Central Europe Since 1945

Author : Paul G. Lewis
Publisher : Routledge
Page : 329 pages
File Size : 55,7 Mb
Release : 2014-01-14
Category : History
ISBN : 9781317900702

Get Book

Central Europe Since 1945 by Paul G. Lewis Pdf

Central Europe - here, Poland, the German Democratic Republic, Czechoslovakia and Hungary - is at the centre of international attention since the Soviet collapse. An understanding of its postwar history is critical to an appreciation of the challenges facing its present rulers. This is an engrossing account of the installation, development, operation and eventual downfall of its (very different) communist regimes, and the transition to the freedoms and uncertainties of the post-Soviet world. The book covers political, economic, social and cultural change, emphasising the crucial relationships with the USSR throughout.

Identities In-Between in East-Central Europe

Author : Jan Dr. Fellerer,Robert Pyrah,Marius Turda
Publisher : Routledge
Page : 506 pages
File Size : 47,5 Mb
Release : 2019-08-16
Category : History
ISBN : 9781000497274

Get Book

Identities In-Between in East-Central Europe by Jan Dr. Fellerer,Robert Pyrah,Marius Turda Pdf

This volume addresses the question of ‘identity’ in East-Central Europe.
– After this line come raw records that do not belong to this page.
PR #2716, opened 2026-08-25
fix(tools): read a one-component observation.state as the vector it declares

cagataycali:
## Problem

LeRobot stores a feature of shape `[1]` unwrapped: the `observation.state` parquet column holds a bare scalar float where a wider state holds a list, while `meta/info.json` declares `shape [1]` and one joint name either way.

`sample_frames` read every frame's state by iterating that value:

```python
"state": [float(v) for v in state] if state is not None else None,
```

so a single-DOF recording raised `TypeError: 'float' object is not iterable`. That escapes the `@tool` boundary, because `TypeError` is not among the exceptions the tool converts into an error envelope - while the module docstring promises the opposite:

> Every tool returns the structured `{"status", "content"}` envelope and never raises - a judge run over a hundred episodes must report the one episode it could not read, not die on it.

And there was nothing to report: the recording is healthy and its state is the one-element vector its own metadata describes. A single-DOF scene is ordinary (a gripper, a linear stage, a pan unit).

The break also landed before `include_images` was consulted, so the whole multimodal decode path was unreachable for such a dataset.

The two tools disagreed on the same dataset: `load_episode` reported `state_names: ['shoulder_pan']` off the metadata, and `sample_frames` raised on the column that metadata describes.

## Measured, on one recording read by both trees

A one-joint scene, 8 frames, mock rollout, MuJoCo headless.

| | `main` | this branch |
|---|---|---|
| `sample_frames(...)` | raises `TypeError: 'float' object is not iterable` | `status: success` |
| samples returned | 0 | 2, each `state` a 1-vector |
| `max_state_delta` / `rms_state_jerk` | not reached | `0.038159` / `598.4779` |
| image blocks (`include_images=True`) | 0 | 4 |

The dataset's own metadata and storage, measured rather than assumed:

| width | declared `shape` | parquet column holds |
|---|---|---|
| 1 component | `[1]`, names `['shoulder_pan']` | a bare `float` |
| 2 components | `[2]` | a `list` of 2 |

## Change

One accessor, `_state_vector`, owns the column shape: a scalar is read as the one-element vector its metadata declares, an iterable is read component-wise, and `None` stays `None`. A wider state is untouched.

Swallowing the `TypeError` into the error envelope was the alternative and is the wrong one - it reports a healthy recording as unreadable. The break table below shows that variant failing the same 5 tests as no fix at all.

## Tests

`tests/tools/test_episode_judge_single_element_state.py` (11 tests). Pre-fix: **5 failed, 6 passed**, every failure `TypeError: 'float' object is not iterable`, with **0** failures in the premise class and **0** in the wider-recording control.

The premise is measured against the real writer rather than a hand-written fixture, so the scalar column is what LeRobot actually produces; the same rule is then graded hermetically over a hand-built dataset, so pyarrow alone can check it on an install with no simulator.

| mutation | failures | firing set |
|---|---|---|
| control: unmodified | 0 | - |
| the column value is iterated again (pre-fix) | 5 | the whole regression set, incl. the camera decode |
| unwrap only a `list`, not any iterable | 0 | semantic no-op: `to_pydict` yields lists |
| every value wrapped as one element | 2 | both wider-recording controls (over-reach) |
| a scalar read as no state at all | 4 | the state and summary rules |
| a scalar returned unwrapped | 5 | the whole regression set |
| pre-fix plus `TypeError` swallowed into the envelope | 5 | identical to no fix: an error envelope is not a reading |

Coverage of `strands_robots/tools/episode_judge.py` over the full suite: **80% -> 94%** (38 -> 12 uncovered statements). The remaining gap is the `episode_data_index` branch, which the installed lerobot no longer exposes.

## Gate

- `ruff check` + `ruff format --check` over `strands_robots tests tests_integ` clean (1538 files).
- mypy **24 == 24** against a pristine `main` worktree, normalized message sets byte-identical, **0** in the changed files.
- Paired run over an identical 377-file selection (all of `tests/tools/`, every test naming the judge tools, every tree-walking guard), the new file excluded from both trees: **18 failed, 17879 passed, 74 skipped on both**, 18 identical failing ids, both `comm` directions empty. All 18 pre-existing: 17 need `awsiot` (the `[mesh-iot]` extra), 1 is a stale dataset in `/tmp`.
- Full suite, `MUJOCO_GL=egl`: base **29 failed / 37958 passed / 309 skipped / 24 errors** vs branch **29 failed / 37969 passed / 309 skipped / 24 errors** - `+11`, exactly this file's tests, with identical FAILED and ERROR sets.

## Artifact

The same dataset read by both trees. Left: what `main` returns (nothing - it raises, so no camera frame is ever decoded). Right: the four image blocks the tool now returns, position-major with cameras sorted, each panel the exact PNG bytes from the tool's own output.

sample_frames on a one-component state


yinsong1986 (approved):
## Summary

Fixes a crash bug in `sample_frames`: LeRobot stores a shape-`[1]` `observation.state` as a bare scalar in the parquet column, so iterating it raised `TypeError: 'float' object is not iterable` straight through the `@tool` boundary (the `except` tuple does not include `TypeError`), breaking the module's own never-raises envelope contract on a healthy single-DOF recording and making the whole `include_images` decode path unreachable for such datasets. The fix is a single narrow accessor, `_state_vector`, that reads a scalar as the one-element vector the dataset's own `meta/info.json` declares, reads any non-str/bytes iterable component-wise, and passes `None` through - wider states are byte-for-byte unchanged, which the control tests pin.

## What's good

- Scope discipline: one private helper plus one call-site substitution; no public API, tool-spec, wire-format, or persisted-schema change.
- The alternative (swallowing `TypeError` into the error envelope) is explicitly considered and rejected with mutation evidence - it would report a healthy recording as unreadable, exactly the no-silent-defaults failure AGENTS.md forbids.
- The regression test measures the premise against the real LeRobot writer (scalar for width 1, list for width 2) rather than assuming it, then grades the rule hermetically over a hand-built dataset so pyarrow alone can check it; the recording fixtures pass `root=` per AGENTS.md rule 15, class names describe behaviour, and the module-scope `MUJOCO_GL=egl` default is the pattern `tests/test_examples_mujoco_gl.py` documents as ungraded for offscreen backends.
- Changelog fragment present (step 3), docs updated in the same PR, `Args:` entry on the new helper, ASCII-clean throughout, and the gate section reports paired base/branch suite runs with identical failure sets.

It engages with a specific definition of ‘sub-cultures’ over the period from c. 1900 to the present and proposes novel ways in which the term can be used with the purpose of understanding identities that do not conform to the fixed, standard categories imposed from the top down, such as ‘ethnic group’, ‘majority’ or ‘minority’. Instead, a ‘sub-culture’ is an identity that sits between these categories. It may blend languages, e.g. dialect forms, cultural practices, ethnic and social identifications, or religious affiliations as well as concepts of race and biology that, similarly, sit outside national projects.

Print Culture at the Crossroads

Author : Elizabeth Dillenburg,Howard Paul Louthan,Drew B. Thomas
Publisher : BRILL
Page : 566 pages
File Size : 43,9 Mb
Release : 2021-08-30
Category : History
ISBN : 9789004462342

Get Book

Print Culture at the Crossroads by Elizabeth Dillenburg,Howard Paul Louthan,Drew B. Thomas Pdf

This book investigates the importance of printing in early-modern Central Europe, revealing a complicated web of connections linking printers and scholars, Jews and Christians, from the Baltic to the Adriatic.